If your Spravato (esketamine) request was denied, this is usually appealable. Spravato has FDA approval for treatment-resistant depression, and major insurers including Aetna, Cigna, United Healthcare, and many Medicare and Medicaid plans have established coverage pathways for it. When Spravato is denied, the cause is most often documentation: incomplete proof of failed antidepressant trials, an outdated PHQ-9 or MADRS score, missing prescriber notes, or a coding error on the claim. These are correctable, and many initial denials are overturned on appeal.
If your IV ketamine request was denied, the situation is different. Most major insurers classify IV ketamine for depression, anxiety, PTSD, OCD, and chronic pain as experimental, investigational, or off-label. Aetna’s Clinical Policy Bulletin #0938 is a representative example. Appeals on these denials rarely succeed because the issue is not documentation but policy. The insurer is not denying your specific case; it is declining to cover the treatment category. You can still appeal, and a small number of cases do get reversed, but the realistic odds are low.
If you were denied for both, the next steps differ depending on which one your clinician recommended in the first place. The Spravato path is worth pursuing through appeal. The IV ketamine path generally is not, unless your plan has unusually flexible out-of-network behavioral health benefits.
| Feature | Spravato | IV Ketamine |
|---|---|---|
| FDA approval for psychiatric use | Yes (TRD, depression with suicidality) | No (off-label) |
| Insurance coverage pathway | Established with major insurers | Generally not covered |
| Administration | Nasal spray | Intravenous infusion |
| Setting | REMS-certified clinic only | Standard medical clinic |
| Conditions treated | Depression only | Depression, anxiety, PTSD, OCD, chronic pain |
| Dose flexibility | Fixed protocol | Adjustable per patient |
| Typical cost (cash) | High without insurance | $450–$800 per session in NYC market |
If your denial concerns Spravato, knowing the typical triggers helps you understand whether your case is fixable.

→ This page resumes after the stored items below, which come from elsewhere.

PR #6937, opened 2022-05-25
Zoom buttons

SomeTroglodyte:
For #6933


alexban011:
> Is there an unicode char with a bigger plus to match the dash?

maybe U+FF0B and then U+FF0D instead of the dash?

SomeTroglodyte:
> U+FF0B and then U+FF0D

I'd not. Stay in UCS-16 without combined chars should be safer.

Oh, and try to compare to the +/- stuff for city stats (expand all/none, and stats drilldown), didn't do that either.

alexban011:
Screenshot_20220525_200901

en-dash looks nice on arch, I'll test on android as well

alexban011:
but I don't understand why its centering the buttons for you but my + buttpm isn't centered (looks like the base of the + is centered not the + itself)

SomeTroglodyte:
> looks like the base of the + is centered

Which is actually as correct as centering the center of the glyph - namely not. The virtual room for descenders is/should be included in centering, and descenders should typically have far less room than ascenders. See tooltip code for some nice kludges involving that.

alexban011:
Well I tested it on android and it looks the same as on Ubuntu. Looks like its a (tiny) issue on arch only

PR #6944, opened 2022-05-25
Update Spanish.properties

ArchDuque-Pancake:
Question: Can translated lines have `" "` in them? Or does it break something?
I ask because in spanish the hierarchy of quotation marks is: «First order “Second ‘third order’ order”».
As probably most fonts don't have `« »` (neither does my keyboard), these (" ") are the "correct" ones to use instead of `' '`.


ArchDuque-Pancake:
Ok, entonces revisaré las comillas erroneas y ajustarlas a las comillas inglesas.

Incomplete proof of failed antidepressant trials. Most insurers apply what is informally called the “Rule of Two.” To qualify for Spravato coverage under treatment-resistant depression criteria, your records need to show at least two antidepressants from different drug classes that were tried at therapeutic doses, for an adequate duration (usually four weeks), and discontinued due to lack of response or intolerable side effects. Specific start dates, stop dates, doses, and reasons for discontinuation matter. Missing any of these details often triggers an automatic denial that has nothing to do with whether you actually have treatment-resistant depression.

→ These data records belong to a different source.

PR #6945, opened 2022-05-25
WordScreenTopBar rework, portrait-friendlier

SomeTroglodyte:
Now also fixes an outstanding minor issue - NotificationsScroll didn't re-layout on Minimap size changes. Now it does.

<details><summary>First, Why</summary>

image
</details>

Ugly overlap, possible even with pretty normal aspect ratios and resolutions; plus gaps in resources + year at turn 0 not centered in Vanilla (with Deciv the resource issue is more pronounced) and so forth.

<details><summary>The new code shifts stuff down only as necessary:</summary>

https://user-images.githubusercontent.com/63000004/170380871-1840c8b9-09bb-4fff-a70c-8d67d33ec23d.mp4

</details>

Now to the question: It's still kind of ugly. Getting those "stepped" background continuations to have a rounded corner might help, but that seems like daunting additional work. And maybe someone has a better idea.


SomeTroglodyte:
Well, rounded corners is possible:
<details>

https://user-images.githubusercontent.com/63000004/170802151-55112950-d71c-4969-ad62-c275532c005a.mp4
</details>
This has visual glitches at rare aspect ratios, likely the stock Actor.clipBegin miscalculating or some other misunderstanding... To get these out would be another few hours of poking in the dark.

SomeTroglodyte:
The stat icons are 'dancing', I didn't notice. Will need fine-tuning.

SomeTroglodyte:
Rounded corners are in, and some fixes (padding and I overlooked clear also clears listeners).

The glitch is still in, with a breakpoint where the glitch is visible I can see all coordinates match, and it still draws a gap between rectangles whose coordinates _do_ touch. Only happens once or twice when you drag the window width over the whole screen, and not in landscape or near 9:16 portrait.

yairm210:
Cute :)

core/src/com/unciv/ui/worldscreen/BackgroundActor.kt
```diff
@@ -0,0 +1,61 @@
...
+/** An Actor that just draws a Drawable [background], preferably a [NinePatchDrawable] created
+ *  by [BackgroundActor.getRoundedEdgeRectangle], meant to work in Table Cells and to be overlaid with other Widgets.
+ *  The drawable's center can be moved to any of the corners or vertex centers using `align`, which will also scale the
+ *  drawable up by factor 2 and clip to the original rectangle. This can be used to draw rectangles with one or two rounded corners.
+ *  @param align An [Align] constant - In which corner of the [BackgroundActor] rectangle the center of the [background] should be.
+ */
+class BackgroundActor(val background: Drawable, align: Int) : Actor() {
+    private val widthMultiplier = if (Align.isCenterHorizontal(align)) 1f else 2f
+    private val heightMultiplier = if (Align.isCenterVertical(align)) 1f else 2f
+    private val noClip = (align and Align.center.inv()) == 0
```
yairm210, line 22: This is obscure, don't use boolean logic on ints, even if it does work

SomeTroglodyte: The only test I wanted that Java hasn't in Align... :sob:  - 

but OK if we do not want to be hardened against align values Align.center and 0 being in fact equivalent to all other code we can just compare directly, much simpler. _Or_ Align.isCenterHorizontal(align) && Align.isCenterVertical(align) would be the same thing...

The whole class is not used for all it _can_ do - which this test showed: 
<details><summary>Screen</summary>

image
</details>
... but maybe we want such building blocks elsewhere in the future. That test helped a lot to think about the logic correctly.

Outdated depression rating scores. Some Spravato policies require a current PHQ-9 score, sometimes within the previous four weeks, often at a threshold of 15 or higher. Scores from months ago, even if they were accurate at the time, may not satisfy the requirement.

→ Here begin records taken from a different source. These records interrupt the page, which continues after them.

Issue #9907, opened 2023-08-13
This is a complex bug that causes the game to crash when destroying cities in multiplayer mode


AutumnPizazz:
**Platform**
Both Android and Windows11

**Version**
4.7.13

**Describe the bug**
As the title.
There's some questioned saves. ( I change it as txt and it could be none '.xxx'' file. )
These two save files require my mod "The Coexistence in harmony".

[Autosave-Nation_Qin-24.txt](https://github.com/yairm210/Unciv/files/12329471/Autosave-Nation_Qin-24.txt)
[Autosave-Nation_Greece-14.txt](https://github.com/yairm210/Unciv/files/12329473/Autosave-Nation_Greece-14.txt)

Based on the tests conducted, this issue rarely occurs (or I haven't observed it) when not using any mods. However, it tends to occur more frequently after applying certain mods, although occasionally the problem does not manifest. 

**Screenshots**
![image](https://github.com/yairm210/Unciv/assets/114050365/e691dd27-7188-4b4f-a5e3-348f7f7a0e0c)
![image](https://github.com/yairm210/Unciv/assets/114050365/aa103595-8660-44a2-bfeb-a8397e4a78a5)

AutumnPizazz:
Your response is very profound, to the extent that I may not fully understand your meaning (due to my limited English proficiency). However, I can provide some information to the best of my ability.

AutumnPizazz:
The names "the Coexistence in harmony - xxx" and "... - music" that you mentioned indeed appeared in my previous mod. The actual meaning of "xxx" or "聆彸唳" is "beta version." However, these two mods are only locally isolated and saved in a non-testing version of Unciv, which means they are not used for testing purposes.

AutumnPizazz:
Regarding the issue of non-UTF-8 encoding, what I need to inform you is that I have been using VScode for editing files like JSON and Properties. In the editing interface, I can see that the encoding format is indeed UTF-8.
![image](https://github.com/yairm210/Unciv/assets/114050365/57653fc8-1560-4aef-af76-57e8ce7254c2)

AutumnPizazz:
>Try to open your saves linked above in your VS - either some content will be wrong
Indeed, there is this issue.
![image](https://github.com/yairm210/Unciv/assets/114050365/3a646fff-5fae-4535-8bf7-e0c1b8be938f)

AutumnPizazz:
[...]

PR #9927, opened 2023-08-17
Consistent UTF-8 where possible

SomeTroglodyte:
Thinking about #9907 I reviewed all code I could find involving encodings.
* Enforce UTF-8 where it defaults to Java's """system default"""
* Uniform source of what UTF-8 is: Charsets.UTF_8 everywhere, both where a Charset is needed and where Gdx needs a String.
* Output Java's """system default""" with the system info (so it's only shown with crashes for now)

It's interesting how diverse the responsibilities I found were: Some places need no change because a kotlin-intrinsic stream wrapper enforces UTF-8 explicitly, some work because Gdx JsonReader.parse does so (but other Gdx code doesn't, specifically all FileHandle methods, only where the Json-specifics control the Charset does Gdx "do the right thing"),...

Testing so far limited to compiles and unit tests clean..

### DIFF
--- a/core/src/com/unciv/logic/GameInfo.kt
+++ b/core/src/com/unciv/logic/GameInfo.kt
@@ -43,6 +43,7 @@ import com.unciv.ui.screens.savescreens.Gzip
 import com.unciv.ui.screens.worldscreen.status.NextTurnProgress
 import com.unciv.utils.DebugUtils
 import com.unciv.utils.debug
+import java.nio.charset.Charset
 import java.security.MessageDigest
 import java.util.UUID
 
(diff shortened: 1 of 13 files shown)


yairm210 (approved):

core/src/com/unciv/logic/GameInfo.kt
```diff
@@ -43,6 +43,7 @@ import com.unciv.ui.screens.savescreens.Gzip
 import com.unciv.ui.screens.worldscreen.status.NextTurnProgress
 import com.unciv.utils.DebugUtils
 import com.unciv.utils.debug
+import java.nio.charset.Charset
```
yairm210, line 46: Unnecessary?

yairm210:
I'm fine with that. Anything that brand because of this change probably shouldn't have worked in the first place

Billing or coding errors. Sometimes the denial has little to do with the clinical case. The wrong code may have been used, modifiers may be missing, or the prior authorization may have been attached to the wrong service line. These are administrative issues, not medical ones, and they are usually fixable through resubmission.
Diagnosis specificity. The insurer may require explicit documentation of Major Depressive Disorder or Treatment-Resistant Depression, with the proper ICD-10 codes. Less specific depression diagnoses can trigger denials even when the clinical picture would otherwise qualify.
New York patients have meaningful appeal rights under both federal law and the New York Department of Financial Services. If your denial is appealable, here is how the process generally works.
Peer-to-Peer review. This is often the fastest first step. Your treating physician requests a scheduled phone call with the insurer’s medical reviewer to discuss your case directly. The treating clinician walks through the diagnosis, medication history, current symptom severity, and clinical rationale. Peer-to-Peer reviews can resolve cases that would otherwise require full appeal cycles, especially when the original denial was caused by documentation gaps that can be explained verbally.
Internal appeal. If Peer-to-Peer doesn’t resolve the denial, the next step is a formal internal appeal. This requires a written Letter of Medical Necessity from your treating physician, responding directly to the insurer’s stated denial reason. Internal appeals are generally decided within 30 days for services not yet received, or up to 60 days for services already received. Urgent cases can qualify for expedited review.
External appeal through New York DFS. If the internal appeal also fails, eligible New York patients can request an external appeal through the Department of Financial Services. An independent reviewer evaluates the case, and the decision is binding on both you and your insurer. Standard external appeals are generally decided within 30 days; expedited appeals within 72 hours. This is a meaningful protection, but it requires a complete clinical packet to be effective.
The clinic that originally requested your treatment is usually the right partner for these appeals. They have the records, the clinical relationship, and the experience with your specific insurer’s preferences. If your denial came through a Spravato provider, that provider’s administrative team should be your first call.
We want to be direct about this. Ketamine Wellness New York is a cash-pay IV ketamine clinic. We do not submit Prior Authorization requests, prepare Letters of Medical Necessity, attend Peer-to-Peer reviews, or coordinate external appeals.
There are reasons for this, and we think they’re worth understanding.
We provide IV ketamine, not Spravato. Insurance coverage pathways exist primarily for Spravato, so the clinics that maintain insurance-appeal infrastructure are typically Spravato providers. Building that same infrastructure for off-label IV ketamine, where insurer denials are usually structural rather than appealable, would not meaningfully help our patients. It would, however, add overhead that we would have to pass on in higher session prices.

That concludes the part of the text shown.